▶ _PROBLEM TO WORK ON_: Report back every line in the data that includes the string "return".
• • •
PR #31438, opened 2022-06-23
feat!: Only Project Manager and administror able to view Costing and Margin section in Project

vishdha:
Costing and Billing section and Margin section info visible to user with project Manager role only

### DIFF
--- a/erpnext/patches/v14_0/update_project_permission.py
+++ b/erpnext/patches/v14_0/update_project_permission.py
@@ -1,0 +1,10 @@
+import frappe
+from frappe.permissions import add_permission, update_permission_property
+from frappe.core.page.permission_manager.permission_manager import remove
+
+def execute():
+	frappe.reload_doc("projects", "doctype", "project")
+
+	add_permission("Project", "Projects Manager", 1)
+	update_permission_property("Project", "Projects Manager", 1, "write", 1)
+	remove("Project", "All", 1)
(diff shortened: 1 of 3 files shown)


barredterra:
@vishdha did you test this? It doesn't seem to work for me. I tried the following:

1. Create a new site with erpnext
2. Create a new **Project** as system manager
3. Create a new **User** with role “Project User” (nothing else)
4. Log in as project user

    -> Can still see section costing & billing and margin.

(I checked the Project DocType, it was synced correctly.)

ankush:
> Can still see section costing & billing and margin.



Should we be adding role-based perm levels in the core? 

This is specific to individual organizations and should ideally be configured during the implementation phase 😅

barredterra:
@ankush I agree, but in this case we thought that the requirement is common enough. Frappe is probably one of the few organizations where everyone is allowed to see the financial details of a project. In my experience, most companies want to hide them from project users.

IMO it makes sense that financial details get a different permlevel than other project fields.

erpnext/patches/v14_0/update_project_permission.py
```diff
@@ -0,0 +1,10 @@
+import frappe
+from frappe.permissions import add_permission, update_permission_property
+from frappe.core.page.permission_manager.permission_manager import remove
+
```
barredterra, line 4:
```suggestion


```

vishdha:
Closing this as customized PR added

barredterra:
Let's get this merged anywas, if Frappe agrees

PR #31439, opened 2022-06-23
fix: General Ledger and TB opening entries mismatch issues

deepeshgarg007:
**1. General Ledger Issue when the "Show Opening Entries" check is enabled**

An "Opening Entry" against an account should be considered as an opening entry irrespective of the date when they were posted. Currently opening entries having posting greater than the GL report `to_date` were getting ignored when the "Show Opening Entries" check was enabled.

**2. Removed account fetching for Opening Entries in Journal Entry** 

On selecting `voucher_type` as Opening Entry in Journal Entry all balance sheet accounts except stock accounts are fetched. Have rarely seen anyone using this. It causes more annoyance to most users who don't need this than helping them.

**3. Make the finance book field in Journal Entry read-only**

The Finance book field in Journal Entry was only added for the purpose of single Asste depreciations via multiple methods as a compliance requirement for some companies. Many users end up using that without having proper knowledge or context about it and later end up having issues while reporting

### DIFF
--- a/erpnext/accounts/doctype/journal_entry/journal_entry.js
+++ b/erpnext/accounts/doctype/journal_entry/journal_entry.js
@@ -149,22 +149,6 @@ frappe.ui.form.on("Journal Entry", {
 					}
 				});
 			}
-			else if(frm.doc.voucher_type=="Opening Entry") {
-				return frappe.call({
-					type:"GET",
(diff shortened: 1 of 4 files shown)


deepeshgarg007:

nabinhait (approved):

PR #31978, opened 2022-08-25
emergency hotfix: change in Python Error handling

RJPvT:
suddenly non existence of ["catagory"] creates an NoneType error in pyhton (change in handling python 3.5 ?). since tags are not strictly needed all execptions should pass.

### DIFF
--- a/erpnext/erpnext_integrations/doctype/plaid_settings/plaid_settings.py
+++ b/erpnext/erpnext_integrations/doctype/plaid_settings/plaid_settings.py
@@ -226,7 +226,7 @@ def new_bank_transaction(transaction):
 	try:
 		tags += transaction["category"]
 		tags += ["Plaid Cat. {}".format(transaction["category_id"])]
-	except KeyError:
+	except Exception:
 		pass
 
 	if not frappe.db.exists("Bank Transaction", dict(transaction_id=transaction["transaction_id"])):
--- a/erpnext/erpnext_integrations/doctype/plaid_settings/plaid_settings.py
+++ b/erpnext/erpnext_integrations/doctype/plaid_settings/plaid_settings.py
@@ -226,7 +226,7 @@ def new_bank_transaction(transaction):
 	try:
 		tags += transaction["category"]
 		tags += ["Plaid Cat. {}".format(transaction["category_id"])]
-	except (KeyError, NoneType):
+	except (KeyError, TypeError):
 		pass
 
 	if not frappe.db.exists("Bank Transaction", dict(transaction_id=transaction["transaction_id"])):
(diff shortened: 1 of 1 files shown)


RJPvT:
@surajshetty3416 could you check ? stopped working for me since last update, so far as i can see no changes in ERPNEXT happened in the codebase fot this function

RJPvT:
addition after more research.

as of feb this year Plaid had been making changes to their catagory system : https://plaid.com/blog/transactions-categorization-taxonomy/ which means that some catagories can return None as they are changed. This produces the error. I still think as of this that all exceptions should pass. catagory (tags) is optional and not important enough to warrant holding error.

erpnext/erpnext_integrations/doctype/plaid_settings/plaid_settings.py
```diff
@@ -226,7 +226,7 @@ def new_bank_transaction(transaction):
 	try:
 		tags += transaction["category"]
 		tags += ["Plaid Cat. {}".format(transaction["category_id"])]
-	except KeyError:
+	except Exception:
```
deepeshgarg007: Instead of simply ignoring all the exceptions can you just add the one that you got and can be ignored

deepeshgarg007 (changes requested):

erpnext/erpnext_integrations/doctype/plaid_settings/plaid_settings.py
RJPvT: I have made the change. still, because the tags are not mandatory i question the importance to make this a failing error. i would think the creation of the document is more important than the labels in this case. 
perhaps make the other exceptions an assignment to the admin but not failing creation ?

erpnext/erpnext_integrations/doctype/plaid_settings/plaid_settings.py
```diff
@@ -226,7 +226,7 @@ def new_bank_transaction(transaction):
 	try:
 		tags += transaction["category"]
 		tags += ["Plaid Cat. {}".format(transaction["category_id"])]
-	except KeyError:
+	except (KeyError, TypeError):
 		pass
```
Alchez, line 230: I don't think we need a `try-except` here

```suggestion
	if transaction.get("category"):
		tags.extend(transaction.get("category"))
	if transaction.get("category_id"):
		tags.append("Plaid Cat. {}".format(transaction.get("category_id")))
```

RJPvT: Hi Alchez. 

Fine by me. 

@deepeshgarg007 do youagree?

RJPvT:
@deepeshgarg007 could you check the review and final code ?

it is a breaking error for me so would like it pushed a.s.a.p.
• • •
▶ _ANSWER_:
-				return frappe.call({
as of feb this year Plaid had been making changes to their catagory system : https://plaid.com/blog/transactions-categorization-taxonomy/ which means that some catagories can return None as they are changed. This produces the error. I still think as of this that all exceptions should pass. catagory (tags) is optional and not important enough to warrant holding error.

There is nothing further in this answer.